**TASK INSTRUCTIONS**
Check each line of the entries. Copy the ones that contain the string "where".

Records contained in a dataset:
PR #2568, opened 2019-10-07
Added null value checker in `flushRule()`

bfrggit:
Adding such check should prevent the following issue:

At `KieBuilder::buildAll()`, a decision table file that contains no rule table triggers a `NullPointerException` in the edited method, instead of a parser exception, which makes it hard to find the cause.


ghost:

PR #2570, opened 2019-10-08
[DROOLS-4620] Add test case

martinweiler:


mariofusco:
Reproduced and fixed by https://github.com/kiegroup/drools/commit/4c1d578f44c748f23b504e1c41e771ef1fa20c58

PR #2571, opened 2019-10-09
[DROOLS-4623] using a negated constraint in a not pattern doesn't wor…

mariofusco:
…k with executable model


mariofusco:
Fixed by https://github.com/kiegroup/drools/pull/2674

PR #2580, opened 2019-10-15
[DROOLS-4646] Add support for ? placeholder in unary expressions in DMN scenarios

danielezonca:
This PR introduce `?` as variable to refer actual value in unary expressions (EXPECT) so it will be possible to write expression like `max(1, ?) > 1` or similar.

NOTE: `?` is a special identifier in FEEL and the only one we can use in an unary test

@yesamer @gitgabrio @dupliaka 

https://issues.jboss.org/browse/DROOLS-4646

### DIFF
--- a/drools-scenario-simulation/drools-scenario-simulation-api/src/main/java/org/drools/scenariosimulation/api/utils/ConstantsHolder.java
+++ b/drools-scenario-simulation/drools-scenario-simulation-api/src/main/java/org/drools/scenariosimulation/api/utils/ConstantsHolder.java
@@ -25,7 +25,7 @@ public class ConstantsHolder {
     public static final String ACTUAL_VALUE_IDENTIFIER = "actualValue";
 
     /* FEEL constants */
-    public static final String UNARY_EXPRESSION_IDENTIFIER = "?";
+    public static final String UNARY_PARAMETER_IDENTIFIER = "?";
 
     private ConstantsHolder() {
         // Not instantiable
--- a/drools-scenario-simulation/drools-scenario-simulation-api/src/main/java/org/drools/scenariosimulation/api/utils/ConstantsHolder.java
+++ b/drools-scenario-simulation/drools-scenario-simulation-api/src/main/java/org/drools/scenariosimulation/api/utils/ConstantsHolder.java
@@ -24,6 +24,9 @@ public class ConstantsHolder {
     public static final String MVEL_ESCAPE_SYMBOL = "#";
     public static final String ACTUAL_VALUE_IDENTIFIER = "actualValue";
 
+    /* FEEL constants */
+    public static final String UNARY_EXPRESSION_IDENTIFIER = "?";
+
     private ConstantsHolder() {
         // Not instantiable
     }
--- a/drools-scenario-simulation/drools-scenario-simulation-backend/src/test/java/org/drools/scenariosimulation/backend/expression/DMNFeelExpressionEvaluatorTest.java
+++ b/drools-scenario-simulation/drools-scenario-simulation-backend/src/test/java/org/drools/scenariosimulation/backend/expression/DMNFeelExpressionEvaluatorTest.java
@@ -51,6 +51,7 @@ public class DMNFeelExpressionEvaluatorTest {
         assertFalse(expressionEvaluator.evaluateUnaryExpression("max(1, ?) < 1", BigDecimal.valueOf(2), BigDecimal.class));
         assertTrue(expressionEvaluator.evaluateUnaryExpression("? = 2", BigDecimal.valueOf(2), BigDecimal.class));
         assertFalse(expressionEvaluator.evaluateUnaryExpression("? > 2", BigDecimal.valueOf(2), BigDecimal.class));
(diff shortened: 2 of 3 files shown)


drools-scenario-simulation/drools-scenario-simulation-backend/src/test/java/org/drools/scenariosimulation/backend/expression/DMNFeelExpressionEvaluatorTest.java
```diff
@@ -45,6 +45,8 @@ public void evaluateUnaryExpression() {
         assertTrue(expressionEvaluator.evaluateUnaryExpression("not( true )", false, boolean.class));
         assertTrue(expressionEvaluator.evaluateUnaryExpression(">2, >5", BigDecimal.valueOf(6), BigDecimal.class));
         assertTrue(expressionEvaluator.evaluateUnaryExpression("abs(-1)", BigDecimal.valueOf(1), BigDecimal.class));
+        assertTrue(expressionEvaluator.evaluateUnaryExpression("max(1, ?) > 1", BigDecimal.valueOf(2), BigDecimal.class));
+        assertTrue(expressionEvaluator.evaluateUnaryExpression("? = 2", BigDecimal.valueOf(2), BigDecimal.class));
```
gitgabrio, line 52: @danielezonca 
Can not evaluate the code - anyway I think it would be safer to add some "assertFalse" or whatever test - I mean not something that throws an exception, but something that simply does not returns the expected value.

gitgabrio (changes requested):

drools-scenario-simulation/drools-scenario-simulation-backend/src/test/java/org/drools/scenariosimulation/backend/expression/DMNFeelExpressionEvaluatorTest.java
danielezonca: Done :+1:

gitgabrio (approved):

yesamer (approved):

drools-scenario-simulation/drools-scenario-simulation-api/src/main/java/org/drools/scenariosimulation/api/utils/ConstantsHolder.java
```diff
@@ -24,6 +24,9 @@
     public static final String MVEL_ESCAPE_SYMBOL = "#";
     public static final String ACTUAL_VALUE_IDENTIFIER = "actualValue";
 
+    /* FEEL constants */
+    public static final String UNARY_EXPRESSION_IDENTIFIER = "?";
```
dupliaka: Suggestion: we  can name it something like UNARY_PARAMETER_IDENTIFIER. UNARY_EXPRESSION_IDENTIFIER it looks that I should place ? before each unary expression

drools-scenario-simulation/drools-scenario-simulation-backend/src/test/java/org/drools/scenariosimulation/backend/expression/DMNFeelExpressionEvaluatorTest.java
dupliaka: Also I m not sure, but probably it could be better to add a test where we passing a null in ?
like
assertThatThrownBy(() -> expressionEvaluator.evaluateUnaryExpression("? > 2", null, BigDecimal.class)))

dupliaka: Also we can add a test where we can use as ? as we want (at last two) to declare that it is allowed

dupliaka (approved):
Approved with suggestions

dupliaka:

dupliaka:

drools-scenario-simulation/drools-scenario-simulation-backend/src/test/java/org/drools/scenariosimulation/backend/expression/DMNFeelExpressionEvaluatorTest.java
dupliaka: I meant something like  : assertTrue(expressionEvaluator.evaluateUnaryExpression("? = 1*?", BigDecimal.valueOf(2), BigDecimal.class));

danielezonca: Done, added two new tests to cover these additional cases :)

drools-scenario-simulation/drools-scenario-simulation-api/src/main/java/org/drools/scenariosimulation/api/utils/ConstantsHolder.java
danielezonca: Good suggestion, done!

PR #2584, opened 2019-10-16
DROOLS-4649: Add a reproducer test

jomarko:
Will be rebased due to util methods introduced in #2566


jomarko:
@danielezonca this is rebased now and should be ready for a review.

danielezonca (approved):

PR #2586, opened 2019-10-16
Remove the copied method

jomarko:
This PR removes a copy of an existing mehtod. The rmeoved method was used two times while the original one more than 90 times.


Rikkola (approved):
Good stuff.

jomarko:
@kiegroup/gatekeepers please merge.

**REPLY TO THE EXERCISE**
dupliaka: Also I m not sure, but probably it could be better to add a test where we passing a null in ?
dupliaka: Also we can add a test where we can use as ? as we want (at last two) to declare that it is allowed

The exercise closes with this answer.